I wonder if those might help your case as well, but I'm not a developer of the affected area, hence this comment might be misleading. But might be worth giving  latest mainline or -rc6 (out later today) a quick try.
Comment 4 Mike Lothian 2023-04-09 15:58:40 UTC
Created attachment 304102 [details]
dmesg latest

Latest git tip
Comment 5 Mike Lothian 2023-04-09 15:59:21 UTC
I managed to work around it by setting swiotlb=131072
Comment 6 The Linux kernel's regression tracker (Thorsten Leemhuis) 2023-04-12 10:56:23 UTC
Sorry took me so long, but I finally forwarded the issue to the developers:

https://lore.kernel.org/regressions/c63dab2b-906d-5383-39f9-b02e7d7d2659@leemhuis.info/T/#u
Comment 7 Petr Tesarik 2023-04-13 10:55:26 UTC
FWIW this commit changed the behaviour of page-sized (or bigger) bounce buffers:

https://git.kernel.org/pub/scm/linux/kernel/git/torvalds/linux.git/tree/kernel/dma/swiotlb.c?id=39e7d2ab6ea9fd6b389091ec223d566934fe7be5

Before this commit, page-sized buffers were not always page-aligned (contrary to comments in code) as long as it is properly aligned for the device.
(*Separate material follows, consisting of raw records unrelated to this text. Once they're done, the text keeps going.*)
PR #376, opened 2020-06-23
Added new TeleSculptor README

russelldj:
Updated the example README. Would still like to reorganize and eventually add images.


russelldj:
Something is broken in the build, I assume related to removing the examples directory.

russelldj:
It builds successfully with the latest commit.

CMakeLists.txt
```diff
@@ -106,9 +106,6 @@ add_subdirectory(config)
 # this is where the plugins to 3rd party software live
 add_subdirectory(plugins)
 
-# this is where configuration for example data sets lives
-add_subdirectory(examples)
```
mleotta, line 110: I think we should leave this in along with the CMakeLists.txt file in the examples directory.  This just installs whatever is in the examples to include it with the installer.  For now that would just be the EXAMPLES.rst, but that's okay.  We may add more later.

README.rst
```diff
@@ -303,7 +303,6 @@ Overview of Directories
 ``CMake``               contains CMake helper scripts
 ``config``              contains reusable default algorithm configuration files
 ``doc``                 contains release notes, manuals, and other documentation
-``examples``            contains example tool configuration for public datasets
```
mleotta, line 306: maybe we leave this, but say "contains pointers to example public datasets to use"

doc/EXAMPLES.rst
```diff
@@ -0,0 +1,69 @@
...
+Additionally, the way to data is captured has a significant impact on the
+quality of the model. It is important to have multiple views of the same regions
+from different directions and if possible the camera should complete a full rotation about the scene.
+It is best not to change the zoom of your lens and if you do it should be done
+slowly and gradually. Finally, you should avoid switching between different
+modalities, for example recording part of your video in color and the rest in infrared.
+If you are capturing images rather than video, it is important that there is
+substantial overlap in the content seen between different images.
+
+Setup
```
mleotta, line 39: These next three sections are redundant with user guide.  This is all good stuff, but I'm sure we will forget to maintain this text as TeleSculptor is updated.  It's probably better to have this information in a common spot, which is the user guide you've already linked to above.  I would remove the sections below.

In the future we should probably make the user guide something other than a PDF (generated from a Word Doc), but that's a topic for another day.

examples/CMakeLists.txt
```diff
@@ -1,7 +0,0 @@
-# Install config files
```
mleotta, line 1: undelete this file as described above

doc/EXAMPLES.rst
russelldj: I should have read the user guide first. Could the `Data` section just become part of the README since it is small and isn't associated with any other files?

mleotta: Yes, I suppose it could. As written it is fairly brief and doesn't provide additional files.  However, I think over time I'd like to add more files here.  This would include a still image from each video and maybe a resulting mesh file.  We may add other video sources later too.  So maybe it's best just to keep it in it's own folder for now.

russelldj:
I believe I fixed everything you mentioned.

OTOH it cannot be the root cause here, because this is an x86 system, i.e. page size is 4K. Device alignment can be either 2K or smaller (and slots are never skipped), or 4K or greater (and hence page-aligned), so except the above-mentioned and already fixed regression, nothing really changes for this system.